* **How to complete this task**: Your answer should be the lines of the data below that contain "linux".

Dataset entries:
PR #1120, opened 2022-10-18
workflows: add ubuntu 22.04 to linux tests (bug 1795878)

zzzeid:
- update build-and-test-linux-gui with os matrix


jmaher (approved):
nice- way to stay on top of it all.

PR #1141, opened 2022-11-17
cli: accept version with two segments (bug 1801205)

zzzeid:


jmaher (approved):

cgsheeh (approved):
Looks like we have the same regex in `releases.py`, perhaps could make this a variable somewhere?

zzzeid:
> Looks like we have the same regex in `releases.py`, perhaps could make this a variable somewhere?

Agreed, maybe we can include that when revamping how versions are detected since that can be improved overall (e.g., shared functionality between `tag_of_release` and `tag_of_beta`, but also detecting things like `99` and `105` as release versions, since those do not match the current regex. Although arguably the latter is a usability issue and not exactly a bug. There's also repeated regex in `cli` for beta.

* **Response area**:
workflows: add ubuntu 22.04 to linux tests (bug 1795878)
- update build-and-test-linux-gui with os matrix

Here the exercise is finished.